_What to work on_
The data should be printed in full, character for character.

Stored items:
PR #416, opened 2017-09-28
stop replacing filename on-demand

KengoTODA:
Currently we're replacing filename on-demand, and it will introduce trouble when our version becomes the same with some of dependencies. e.g. when we release spotbugs version 6.0, renaming method will rename not only spotbugs relatives but also ASM 6.0.

To stop replacing filename, we can use `archiveName` attribute to remove version from jar file name.


KengoTODA:
pushed unrelated commits by accident, I will recover.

_Output for this exercise_
PR #416, opened 2017-09-28
stop replacing filename on-demand

KengoTODA:
Currently we're replacing filename on-demand, and it will introduce trouble when our version becomes the same with some of dependencies. e.g. when we release spotbugs version 6.0, renaming method will rename not only spotbugs relatives but also ASM 6.0.

To stop replacing filename, we can use `archiveName` attribute to remove version from jar file name.


KengoTODA:
pushed unrelated commits by accident, I will recover.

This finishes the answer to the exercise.